# [Problem]
The response should be the data again, identical in every line.

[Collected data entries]

PR #9076, opened 2026-08-29
fix(runtime): skip Map and Set tombstones in forEach

### LINKED ISSUE #9072: Set/Map forEach with mid-iteration delete visits holes and skips entries (gap test red on main)

proggeramlug:
Fixes #9072.

`Map.prototype.forEach` and `Set.prototype.forEach` now walk the raw `used` extent and skip tombstone slots instead of bounding raw reads by the live `size`. This preserves insertion-order traversal when callbacks delete the current or an earlier entry, while still visiting callback-side appends.

Regression coverage exercises current-entry deletes for Map and Set plus deletion of an earlier Set entry.

Validation on `root@perrymaster.skelpo.net` (final head `241a16537` unless noted):
- focused gap parity fixture: PASS (100%, byte-identical to Node)
- focused Map/Set callback-delete tests: 2 passed
- Map and Set tombstone modules: 12 passed
- full `perry-runtime` run: 2,791 passed; two unrelated parallel/shared-host flakes both passed immediately in isolation
- thread-local policy checker: PASS
- `cargo clippy -p perry-runtime --lib --tests`: completed with pre-existing warnings only

Includes `changelog.d/9076-map-set-foreach-tombstones.md`. No version bump.

## Summary by CodeRabbit

* **Bug Fixes**
  * Fixed `Map.prototype.forEach` and `Set.prototype.forEach` when callbacks delete entries during iteration.
  * Deleted entries are now skipped correctly without skipping later live entries or exposing empty slots.
  * Entries added during iteration continue to be visited in insertion order.

* **Tests**
  * Added coverage for deletion scenarios during `Map` and `Set` iteration.

### DIFF
--- a/changelog.d/9076-map-set-foreach-tombstones.md
+++ b/changelog.d/9076-map-set-foreach-tombstones.md
@@ -1,0 +1,6 @@
+### Fixed
+
+- `Map.prototype.forEach` and `Set.prototype.forEach` now skip tombstones left
+  by callback-side deletes and continue through the raw insertion-order extent,
+  so deleting the current or an earlier entry no longer exposes hole values or
+  skips later live entries.
--- a/crates/perry-runtime/src/map.rs
+++ b/crates/perry-runtime/src/map.rs
@@ -3052,16 +3052,15 @@ fn js_map_foreach_impl(
         // The collection itself is the third callback argument and the
         // identity user code compares `self === m` against.
         // ECMA-262 24.1.3.5: forEach iterates [[MapData]] in insertion order,
-        // re-reading the live entry count each step. Entries appended during
-        // the callback (`map.set` inside the callback) MUST be visited, so the
-        // loop bound is re-evaluated against `(*map).size` every iteration
-        // rather than snapshotting the initial size — see the
-        // `iterates-values-added-after-foreach-begins` / `deleted-values`
-        // Test262 cases.
+        // and `used` is the raw [[MapData]] extent. It includes tombstones left
+        // by callback-side deletes, while `size` is only the live count. Walk
+        // the raw extent, skip holes, and re-read it each step so callback-side
+        // appends are visited too. Bounding the walk by `size` exposed holes
+        // and truncated later entries (#9072).
         let mut i = 0usize;
         loop {
             let map = map_handle.get_raw_const_ptr::<MapHeader>();
-            if i >= (*map).size as usize {
+            if i >= (*map).used as usize {
                 break;
             }
             // Re-derive the collection identity each step from a rooted handle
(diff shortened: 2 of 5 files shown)


proggeramlug:
Merged. The premise check first, because this PR inverts a comment rather than adding to it — the code it deletes said:

> Deleting an entry compacts the backing vector (later entries shift left).

That stopped being true when `js_set_delete` became the O(1) ordered delete: survivors keep their raw indices and the slot takes `SET_HOLE_VALUE_BITS` through the barriered store. So the compensating "only advance when slot `i` still holds the value just visited" heuristic was reasoning about a data structure that no longer exists, and bounding by `size` while the extent is `used` is what surfaced holes and truncated the walk. Walking `used` and skipping `SET_HOLE_VALUE_BITS` is the correct reading of the current representation.

Dropping the `value_handle` root is fine: it only ever protected the post-callback slot comparison this deletes. The `args` array was always built from the raw `ptr::read`, never from the handle, so the argument-passing rooting posture is unchanged.

I A/B'd against main (4 mutation modes × {Set, Map} × n ∈ {3, 20, 40} = 26 rows, node v26.5.1):

| | rows wrong | rows leaking a raw hole marker into user code |
|---|---|---|
| main | 26/26 | 18 |
| this PR | 8/26 | **0** |

The leak is the headline: on main `s.forEach` hands the callback the reserved tombstone, so `seen.join(",")` comes back as `0,,1,,2,` — user code observes an internal sentinel. That is gone completely.

**One residual, which I've filed separately as #9082 rather than holding this up** — it is strictly smaller than what the PR fixes and is not introduced by it. `js_set_delete` self-heals when `used >= 16 && size < used / 2`, and that compaction shifts survivors left and resets `used` *while the walk is in flight*, so `i` lands past the new extent:

```
n=20, callback deletes the entry it is visiting:
  after the 11th delete → size=9, used=20 → 9 < 10 and 20 >= 16 → compact → used=9
  loop resumes at i=11 → 11 >= 9 → break, 9 live entries never visited
```

which is exactly the observed `0..10 | size=9`. The n=3 rows are all exact precisely because `used >= 16` is never reached — so the new tests, at 3 elements, can't see this. Worth adding a ≥16-element delete-during-iteration case when #9082 is fixed; the fix is presumably to have the walker rebase its cursor (or to suppress self-healing compaction while an iteration is active).

Validation: runtime 2814 passed (`RUST_TEST_THREADS=1`), codegen 1347, perry --bins 1066, fmt clean, `run_lint_gates.sh` all 60 gates passed; 2 CI-only skipped.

# [Answer box]
PR #9076, opened 2026-08-29
fix(runtime): skip Map and Set tombstones in forEach

### LINKED ISSUE #9072: Set/Map forEach with mid-iteration delete visits holes and skips entries (gap test red on main)

proggeramlug:
Fixes #9072.

`Map.prototype.forEach` and `Set.prototype.forEach` now walk the raw `used` extent and skip tombstone slots instead of bounding raw reads by the live `size`. This preserves insertion-order traversal when callbacks delete the current or an earlier entry, while still visiting callback-side appends.

Regression coverage exercises current-entry deletes for Map and Set plus deletion of an earlier Set entry.

Validation on `root@perrymaster.skelpo.net` (final head `241a16537` unless noted):
- focused gap parity fixture: PASS (100%, byte-identical to Node)
- focused Map/Set callback-delete tests: 2 passed
- Map and Set tombstone modules: 12 passed
- full `perry-runtime` run: 2,791 passed; two unrelated parallel/shared-host flakes both passed immediately in isolation
- thread-local policy checker: PASS
- `cargo clippy -p perry-runtime --lib --tests`: completed with pre-existing warnings only

Includes `changelog.d/9076-map-set-foreach-tombstones.md`. No version bump.

## Summary by CodeRabbit

* **Bug Fixes**
  * Fixed `Map.prototype.forEach` and `Set.prototype.forEach` when callbacks delete entries during iteration.
  * Deleted entries are now skipped correctly without skipping later live entries or exposing empty slots.
  * Entries added during iteration continue to be visited in insertion order.

* **Tests**
  * Added coverage for deletion scenarios during `Map` and `Set` iteration.

### DIFF
--- a/changelog.d/9076-map-set-foreach-tombstones.md
+++ b/changelog.d/9076-map-set-foreach-tombstones.md
@@ -1,0 +1,6 @@
+### Fixed
+
+- `Map.prototype.forEach` and `Set.prototype.forEach` now skip tombstones left
+  by callback-side deletes and continue through the raw insertion-order extent,
+  so deleting the current or an earlier entry no longer exposes hole values or
+  skips later live entries.
--- a/crates/perry-runtime/src/map.rs
+++ b/crates/perry-runtime/src/map.rs
@@ -3052,16 +3052,15 @@ fn js_map_foreach_impl(
         // The collection itself is the third callback argument and the
         // identity user code compares `self === m` against.
         // ECMA-262 24.1.3.5: forEach iterates [[MapData]] in insertion order,
-        // re-reading the live entry count each step. Entries appended during
-        // the callback (`map.set` inside the callback) MUST be visited, so the
-        // loop bound is re-evaluated against `(*map).size` every iteration
-        // rather than snapshotting the initial size — see the
-        // `iterates-values-added-after-foreach-begins` / `deleted-values`
-        // Test262 cases.
+        // and `used` is the raw [[MapData]] extent. It includes tombstones left
+        // by callback-side deletes, while `size` is only the live count. Walk
+        // the raw extent, skip holes, and re-read it each step so callback-side
+        // appends are visited too. Bounding the walk by `size` exposed holes
+        // and truncated later entries (#9072).
         let mut i = 0usize;
         loop {
             let map = map_handle.get_raw_const_ptr::<MapHeader>();
-            if i >= (*map).size as usize {
+            if i >= (*map).used as usize {
                 break;
             }
             // Re-derive the collection identity each step from a rooted handle
(diff shortened: 2 of 5 files shown)


proggeramlug:
Merged. The premise check first, because this PR inverts a comment rather than adding to it — the code it deletes said:

> Deleting an entry compacts the backing vector (later entries shift left).

That stopped being true when `js_set_delete` became the O(1) ordered delete: survivors keep their raw indices and the slot takes `SET_HOLE_VALUE_BITS` through the barriered store. So the compensating "only advance when slot `i` still holds the value just visited" heuristic was reasoning about a data structure that no longer exists, and bounding by `size` while the extent is `used` is what surfaced holes and truncated the walk. Walking `used` and skipping `SET_HOLE_VALUE_BITS` is the correct reading of the current representation.

Dropping the `value_handle` root is fine: it only ever protected the post-callback slot comparison this deletes. The `args` array was always built from the raw `ptr::read`, never from the handle, so the argument-passing rooting posture is unchanged.

I A/B'd against main (4 mutation modes × {Set, Map} × n ∈ {3, 20, 40} = 26 rows, node v26.5.1):

| | rows wrong | rows leaking a raw hole marker into user code |
|---|---|---|
| main | 26/26 | 18 |
| this PR | 8/26 | **0** |

The leak is the headline: on main `s.forEach` hands the callback the reserved tombstone, so `seen.join(",")` comes back as `0,,1,,2,` — user code observes an internal sentinel. That is gone completely.

**One residual, which I've filed separately as #9082 rather than holding this up** — it is strictly smaller than what the PR fixes and is not introduced by it. `js_set_delete` self-heals when `used >= 16 && size < used / 2`, and that compaction shifts survivors left and resets `used` *while the walk is in flight*, so `i` lands past the new extent:

```
n=20, callback deletes the entry it is visiting:
  after the 11th delete → size=9, used=20 → 9 < 10 and 20 >= 16 → compact → used=9
  loop resumes at i=11 → 11 >= 9 → break, 9 live entries never visited
```

which is exactly the observed `0..10 | size=9`. The n=3 rows are all exact precisely because `used >= 16` is never reached — so the new tests, at 3 elements, can't see this. Worth adding a ≥16-element delete-during-iteration case when #9082 is fixed; the fix is presumably to have the walker rebase its cursor (or to suppress self-healing compaction while an iteration is active).

Validation: runtime 2814 passed (`RUST_TEST_THREADS=1`), codegen 1347, perry --bins 1066, fmt clean, `run_lint_gates.sh` all 60 gates passed; 2 CI-only skipped.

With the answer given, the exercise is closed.